Designed in the early 1950s, the Van Sicklen House is one of those California works by the Austrian-American maestro where modernist lines meet natural materials like stone and wood.

With the Van Sicklen House returning to the market, a new chapter opens in the very particular California life of Richard Neutra, the Austria-born master of modern architecture who settled on the Pacific coast in the 1920s.

Neutra’s architectural journey took many forms, each reflected in the homes he designed over the decades. There’s the Neutra of the Lovell Health House (recently listed for sale), of the residence for film director Joseph von Sternberg, and the home for art collector Galka Scheyer – soon to reopen for artist’s residencies – each situated stylistically somewhere between Bauhaus influences and a developing sensitivity to a new context.

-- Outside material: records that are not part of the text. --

PR #291, opened 2020-05-21
add PetrelBackend

xvjiarui:


mmcv/fileio/file_client.py
```diff
@@ -20,18 +21,64 @@ def get_text(self, filepath):
...
+        path_maps (dict|None): path mapping dict from local path to Petrel
+            path. When `path_maps={'src': 'dst'}`, `src` in `filepath` will be
+            replaced by `dst`. Default: None.
+    """
+
+    def __init__(self, path_maps=None):
         try:
             import ceph
+            warnings.warn('Ceph is deprecate in favor of Petrel.',
+                          DeprecationWarning)
```
hellock, line 36: DeprecationWarning seems to be ignored by default. You may just use the default warning type.

mmcv/fileio/file_client.py
```diff
@@ -20,18 +21,64 @@ def get_text(self, filepath):
...
+    """Ceph storage backend.
 
-    def __init__(self):
+    Args:
+        path_maps (dict|None): path mapping dict from local path to Petrel
+            path. When `path_maps={'src': 'dst'}`, `src` in `filepath` will be
+            replaced by `dst`. Default: None.
+    """
+
+    def __init__(self, path_maps=None):
```
hellock, line 32: `path_mapping` looks better.

PR #296, opened 2020-05-23
Fix type in imnormalize

mmeendez8:
Fix  bug described in https://github.com/open-mmlab/mmdetection/issues/2789


mmcv/image/photometric.py
```diff
@@ -14,7 +14,7 @@ def imnormalize(img, mean, std, to_rgb=True):
     Returns:
         ndarray: The normalized image.
     """
-    img = np.float32(img) if img.dtype != np.float32 else img.copy()
+    img = np.float32(img.copy())
```
hellock, line 17: `img = img.copy().astype(np.float32)`

hellock:
It seems the commit history is a little messy. You may checkout a branch from the latest master branch.

PR #230, opened 2020-04-14
Support default/external json for open-mmlab models

xvjiarui:
This PR supported to specify open-mmlab models by json file. 
To override the default json file, first export `$MMCV_HOME=/your/path/`, then place a new json file under `$MMCV_HOME/urls`.

PR #301, opened 2020-05-27
BC of model zoo: add deprecate urls

xvjiarui:
This PR added backward compatibility of #230 .


mmcv/model_zoo/deprecate.json
```diff
@@ -0,0 +1,6 @@
+{
```
hellock, line 1: `deprecated.json` should be better.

There’s also the Neutra regarded as a founding figure of California Modernism, with his Kaufmann House naturally taking its place among the Case Study Houses and the works of Craig Ellwood around the greater Los Angeles area.


Then comes the Neutra of houses where crisp rationalism meets local materials, evoking a quasi-vernacular touch: stone accents, extensive use of wood for exterior cladding, interior finishes, and built-in furnishings. These design elements briefly allude to pre-modern rural architecture, only to quickly reconnect with more celebrated cabins like Le Corbusier’s Cabanon or Charlotte Perriand’s Maison en bord de l’Eau.

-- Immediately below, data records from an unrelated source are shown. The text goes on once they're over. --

PR #304, opened 2020-05-29
Use mapping rather than dict for special keys

ZwwWayne:
This PR support to use mapping rather than dict when the key name is not a valid identifier.

### DIFF
--- a/mmcv/utils/config.py
+++ b/mmcv/utils/config.py
@@ -242,7 +242,8 @@ class Config(object):
                     f'dict({_indent(_format_dict(v_), indent)}),'
                     for v_ in v).rstrip(',')
                 if use_mapping:
-                    attr_str = f'{str(k)}: {v_str}'
+                    k_str = f"'{k}'" if isinstance(k, str) else str(k)
+                    attr_str = f'{k_str}: {v_str}'
                 else:
                     attr_str = f'{str(k)}={v_str}'
                 attr_str = _indent(attr_str, indent) + ']'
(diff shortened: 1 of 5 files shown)


mmcv/utils/config.py
```diff
@@ -219,46 +219,70 @@ def _indent(s_, num_spaces):
...
+            use_mapping = _contain_invalid_identifier(input_dict)
+            if use_mapping:
+                r += '{'
+            for idx, (k, v) in enumerate(input_dict.items()):
+                is_last = idx >= len(input_dict) - 1
                 end = '' if outest_level or is_last else ','
                 if isinstance(v, dict):
                     v_str = '\n' + _format_dict(v)
-                    attr_str = f'{str(k)}=dict({v_str}'
+                    if use_mapping:
```
xvjiarui, line 272: Add `a={'x/x': {'a.0': 233}}` to test this.

mmcv/utils/config.py
```diff
@@ -219,46 +219,70 @@ def _indent(s_, num_spaces):
...
+        def _format_list(k, v, use_mapping=False):
             # check if all items in the list are dict
             if all(isinstance(_, dict) for _ in v):
                 v_str = '[\n'
                 v_str += '\n'.join(
                     f'dict({_indent(_format_dict(v_), indent)}),'
                     for v_ in v).rstrip(',')
-                attr_str = f'{str(k)}={v_str}'
+                if use_mapping:
+                    attr_str = f'{str(k)}: {v_str}'
```
xvjiarui, line 245: Add `a={'x/x': [{'a.0': 1., 'b.0': 2.}, {'c.1': 3.}]}` to test this.

PR #305, opened 2020-05-29
Support scale_rate in VideoReader

loveunk:


hellock:
Thanks for your contribution.
I do not suggest adding a scale rate in `VideoReader`. The reader should be decoupled with any 
post processing like resizing, flipping, etc, and it will not be faster if we adding the resizing into the reader.

You may implement such a reader in your own code.
```python
class ScaledVideoReader(VideoReader):

    def __init__(self, *args, scale_rate=1.0, **kwargs):
        super().__init__(*args, **kwargs)
        self._scale_rate = scale_rate
        if (scale_rate != 1.0):
            self._width = int(round(self._width * scale_rate))
            self._height = int(round(self._height * scale_rate))

    def read(self):
        img = super().read()
        if self._scale_rate != 1.0:
            img = imresize(img, (self._width, self._height))
        return img
```

loveunk:
@hellock Thank you for your comments and suggestion. I will close this PR.

PR #306, opened 2020-05-29
Possible deadlock prevention during epoch transition

Johnson-Wang:
Add sleep(2) during epoch transition


gabmis:
Hello, I'm looking into a simillar behaviour in my own code, did you ever find out what caused this deadlock? Do you know if this sleep mechanism is still necessary today? Any information on this topic would be greatly appreciated :)
Best,
Gabriel

Johnson-Wang:
Sorry, I just came up with this workaround and found this method magically worked. The deadlock could possibly be caused by the delayed release of several workers during epoch transition.

PR #312, opened 2020-06-02
Fix deprecation warning collections.abc

mmeendez8:
## Description
You are probably aware, but when training I am getting a few deprecation warnings:
`mmcv/mmcv/parallel/collate.py:23: DeprecationWarning: Using or importing the ABCs from 'collections' instead of from 'collections.abc' is deprecated since Python 3.3,and in 3.9 it will stop working`

These imports should be updated:
https://docs.python.org/3.8/library/collections.abc.html#collections.abc.Sequence

The note in 3.7 docs:

> Changed in version 3.3: Moved Collections Abstract Base Classes to the collections.abc module. For backwards compatibility, they continue to be visible in this module through Python 3.7. Subsequently, they will be removed entirely.

### DIFF
--- a/mmcv/parallel/collate.py
+++ b/mmcv/parallel/collate.py
@@ -1,5 +1,6 @@
 # Copyright (c) Open-MMLab. All rights reserved.
-from collections.abc import Sequence, Mapping
+from collections.abc import Mapping, Sequence
+
 import torch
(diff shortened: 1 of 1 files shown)


hellock:
Thanks for the fix!

PR #319, opened 2020-06-05
Add CosineRestartLrUpdaterHook

hejm37:
This merge request adds `CosineRestartLrUpdaterHook` which is commonly used in low level tasks like restoration and generation.

### DIFF
--- a/mmcv/runner/hooks/lr_updater.py
+++ b/mmcv/runner/hooks/lr_updater.py
@@ -292,6 +292,8 @@ def get_position_from_periods(iteration, cumulative_periods):
     for i, period in enumerate(cumulative_periods):
         if iteration <= period:
             return i
+    raise ValueError(f'Current iteration {iteration} exceeds '
+                     f'cumulative_periods {cumulative_periods}')
 
 
 @HOOKS.register_module()
--- a/mmcv/runner/hooks/lr_updater.py
+++ b/mmcv/runner/hooks/lr_updater.py
@@ -259,15 +259,15 @@ class CosineRestartLrUpdaterHook(LrUpdaterHook):
         else:
             progress = runner.iter
 
-        idx = get_position_from_periods(progress, self.cumulative_periods)
-        current_weight = self.restart_weights[idx]
-        nearest_restart = 0 if idx == 0 else self.cumulative_periods[idx - 1]
-        current_periods = self.periods[idx]
-
         if self.min_lr_ratio is not None:
             target_lr = base_lr * self.min_lr_ratio
         else:
             target_lr = self.min_lr
+
+        idx = get_position_from_periods(progress, self.cumulative_periods)
+        current_weight = self.restart_weights[idx]
+        nearest_restart = 0 if idx == 0 else self.cumulative_periods[idx - 1]
+        current_periods = self.periods[idx]
 
         alpha = min((progress - nearest_restart) / current_periods, 1)
         return annealing_cos(base_lr, target_lr, alpha, current_weight)
--- a/mmcv/runner/hooks/lr_updater.py
+++ b/mmcv/runner/hooks/lr_updater.py
@@ -221,6 +221,66 @@ class CosineAnealingLrUpdaterHook(LrUpdaterHook):
 
 
 @HOOKS.register_module()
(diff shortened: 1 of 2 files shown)


mmcv/runner/hooks/lr_updater.py
```diff
@@ -220,6 +220,66 @@ def get_lr(self, runner, base_lr):
...
 
+@HOOKS.register_module()
+class CosineRestartLrUpdaterHook(LrUpdaterHook):
+    """Cosine annealing with restarts learning rate scheme.
+
+    Args:
+        period (list[int]): Period for each cosine anneling cycle.
+        restart_weights (list[float]): Restart weights at each restart
+            iteration. Default: [1].
+        eta_min (float): The mimimum lr. Default: 0.
```
ZwwWayne, line 231: 1. May use min_lr and min_lr_ratio
2. May support `min_lr_ratio` to support relative LR schedule rather than absolute LR.

hejm37: Updated according to the comment.

mmcv/runner/hooks/lr_updater.py
```diff
@@ -220,6 +220,78 @@ def get_lr(self, runner, base_lr):
...
 
+@HOOKS.register_module()
+class CosineRestartLrUpdaterHook(LrUpdaterHook):
+    """Cosine annealing with restarts learning rate scheme.
+
+    Args:
+        periods (list[int]): Periods for each cosine anneling cycle.
+        restart_weights (list[float]): Restart weights at each restart
+            iteration. Default: [1].
+        min_lr (float): The mimimum lr. Default: 0.
```
ZwwWayne, line 231: Change docstrings according to the changed arguments.

mmcv/runner/hooks/lr_updater.py
```diff
@@ -220,6 +220,78 @@ def get_lr(self, runner, base_lr):
...
+        nearest_restart = 0 if idx == 0 else self.cumulative_periods[idx - 1]
+        current_periods = self.periods[idx]
+
+        if self.min_lr_ratio is not None:
+            target_lr = base_lr * self.min_lr_ratio
+        else:
+            target_lr = self.min_lr
+
+        alpha = min((progress - nearest_restart) / current_periods, 1)
+        return target_lr + current_weight * 0.5 * (base_lr - target_lr) * (
```
ZwwWayne, line 270: Already supported a function `annealing_cos` in line 304.

hejm37: I've noticed the `annealing_cos`. However, if I modify the function to 

```python
def annealing_cos(start, end, factor, weight=1):
    """Cosine anneal from `weight * (start - end) + end` to `end` as pct goes from 0.0 to 1.0."""
    cos_out = cos(pi * factor) + 1
    return end + 0.5 * weight * (start - end) * cos_out
```

The `weight * (start - end) + end` to `end` does not make much sense to me.

hejm37: All right. It in fact makes sense.

hejm37: I've updated the code~

mmcv/runner/hooks/lr_updater.py
```diff
@@ -295,7 +369,9 @@ def get_lr(self, runner, base_lr):
                                      progress / (end_iter - start_iter))
 
 
-def annealing_cos(start, end, factor):
-    """Cosine anneal from `start` to `end` as pct goes from 0.0 to 1.0."""
+def annealing_cos(start, end, factor, weight=1):
+    """Cosine anneal from `weight * start + (1 - weight) * end` to `end` as
```
ZwwWayne, line 373: We can use a standard docstring for this function now.

mmcv/runner/hooks/lr_updater.py
```diff
@@ -220,6 +220,80 @@ def get_lr(self, runner, base_lr):
         return annealing_cos(base_lr, target_lr, progress / max_progress)
 
 
+@HOOKS.register_module()
+class CosineRestartLrUpdaterHook(LrUpdaterHook):
```
ZwwWayne, line 224: Can we add a unit test to test this hook?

This is the Neutra who, in 1947, began designing a home for Fred and Bea Van Sicklen in Rancho Santa Fe, San Diego County. Completed by his firm in 1952, it’s one of just four Neutra-designed houses in the area. The home saw an expansion in 1976 by Gerald Jerome and Fred Dong, growing from 230 to 370 square meters.


Today, the property is an eight-bedroom house set on a 5,000-square-meter lot, a continuation of the iconic image shaped by Neutra and his collaborators: an elongated, redwood-clad volume, with a sloped roof that rises toward the street, and a long sequence of windows flooding the kitchen and adjacent service areas with light. The interiors, then, center around the garden and three patios.

As the listings proclaim, this is a rare opportunity to purchase and restore one of the few Neutra works in the region. More importantly, it's a chance to ensure that architecture continues to live and engage with history, through its very use.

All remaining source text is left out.